John Garvey

At the time of the Revolutionary War, the Church of England was the established church in the mother country and the southern colonies (plus a few New York counties). King George was the head of the church. Land grants and tithes supported it. Preachers were licensed; bishops sat in the House of Lords.

When England lost the war, the Church of England became understandably unpopular. And the new country had enough religious variety (Puritans, Baptists, Anglicans, Quakers, Catholics, a few Jewish people) that we couldn’t agree on establishing some other church.

So the First Amendment announced that “Congress shall make no law respecting an establishment of religion, or prohibiting the free exercise thereof.”

It wasn’t until halfway through the 20th century that this rule (“Congress shall make no law … “) was applied to the states. Since then, we have struggled to define exactly what that means in the modern world. We have nothing remotely like the 18th-century establishments.

But what about giving aid to religious schools? Is that like the land grants and tithes that supported the Church of England?


One approach (separation of church and state) has held that the government should have no connection whatever with religion. The Supreme Court under Chief Justice Warren Burger took this approach.

It basically told religion, like a father disinheriting his son, “You’re dead to me.” The Burger Court once held that the government couldn’t offer speech therapy to children in parochial schools, because even that would improperly entangle religion and state.

The idea of separation has a particular appeal for people who want to keep religion out of public life. Separationism aligns with the campaign against traditional moral standards in laws that deal with sex and marriage. Its proponents have argued that laws limiting financial support for abortion violate the establishment clause, because the objections to abortion stem from religious belief.


But this approach has two flaws. First, in the modern world, the government has its fingers in everything. Strict separation is impossible. Second, it seems odd to treat disestablishment like disinheritance.

Cedric of Rotherwood disinherited his son Ivanhoe because he condemned the boy’s Norman sympathies. America didn’t put religious establishment aside because it frowned on religion per se. On the contrary, the First Amendment enshrined religion as the first freedom, before speech or the press.

The other approach (neutrality) to understanding religious disestablishment seems more practical and truer to history. We had too much religious variety in 1791 to agree on an established church. But rather than acting like a father disinheriting his son, our approach was more like a father who decides to let his children choose their own paths in life and treats them all equally.

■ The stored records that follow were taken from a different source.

PR #81, opened 2022-11-08
Fixes for scatter3d plots

nvaytet:
- Factor in pixel size to compute point cloud limits, so that a flat panel of pixels has correct size in all 3 directions
- Flatten input data with ndim > 1 so that 3d spatial cuts can work (selection broke down on multi-d coordinates)

### DIFF
--- a/tests/graphics/point_cloud_test.py
+++ b/tests/graphics/point_cloud_test.py
@@ -27,11 +27,26 @@ def test_update():
 
 def test_get_limits():
     da = scatter_data()
-    cloud = PointCloud(data=da, x='x', y='y', z='z')
+    pix = 0.5
+    cloud = PointCloud(data=da, x='x', y='y', z='z', pixel_size=pix)
     xlims, ylims, zlims = cloud.get_limits()
-    assert sc.identical(xlims[0], da.meta['x'].min())
-    assert sc.identical(xlims[1], da.meta['x'].max())
-    assert sc.identical(ylims[0], da.meta['y'].min())
-    assert sc.identical(ylims[1], da.meta['y'].max())
-    assert sc.identical(zlims[0], da.meta['z'].min())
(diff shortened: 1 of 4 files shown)


tests/graphics/point_cloud_test.py
```diff
@@ -27,11 +27,26 @@ def test_update():
...
-    cloud = PointCloud(data=da, x='x', y='y', z='z')
+    pix = 0.5
+    cloud = PointCloud(data=da, x='x', y='y', z='z', pixel_size=pix)
+    xlims, ylims, zlims = cloud.get_limits()
+    assert sc.identical(xlims[0], da.meta['x'].min() - sc.scalar(0.5 * pix, unit='m'))
+    assert sc.identical(xlims[1], da.meta['x'].max() + sc.scalar(0.5 * pix, unit='m'))
+    assert sc.identical(ylims[0], da.meta['y'].min() - sc.scalar(0.5 * pix, unit='m'))
+    assert sc.identical(ylims[1], da.meta['y'].max() + sc.scalar(0.5 * pix, unit='m'))
+    assert sc.identical(zlims[0], da.meta['z'].min() - sc.scalar(0.5 * pix, unit='m'))
+    assert sc.identical(zlims[1], da.meta['z'].max() + sc.scalar(0.5 * pix, unit='m'))
```
SimonHeybrock, line 38: This is not a very useful test, maybe? This is just checking an implementation detail, and with every tiny code modification you will need to update the test.

SimonHeybrock (approved):

tests/graphics/point_cloud_test.py
nvaytet: I'll see. The `Outline` depends on this working properly, but I agree that the usefulness factor is not through the roof.
The next time it breaks I'll remove it.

The Supreme Court has gradually embraced this approach under Chief Justices Rehnquist and Roberts. In 2002, Chief Justice William Rehnquist held that Ohio could, if it wanted to, include religious schools in a voucher program for tuition at private schools. The program was consistent with the establishment clause because it was “neutral with respect to religion.” It was the recipients who chose religious schools, not the state.

Chief Justice John Roberts went even further two weeks ago in Espinoza v. Montana Department of Revenue. He held that a state program offering scholarships for children to attend private schools not only could include religious schools, but had to. The First Amendment, he said, “protects religious observers against unequal treatment.”

It has taken more than half a century to sort this issue out, but I think we have reached the right conclusion. The point of the establishment clause is not to push religion off into a corner. It’s to let us make up our own minds.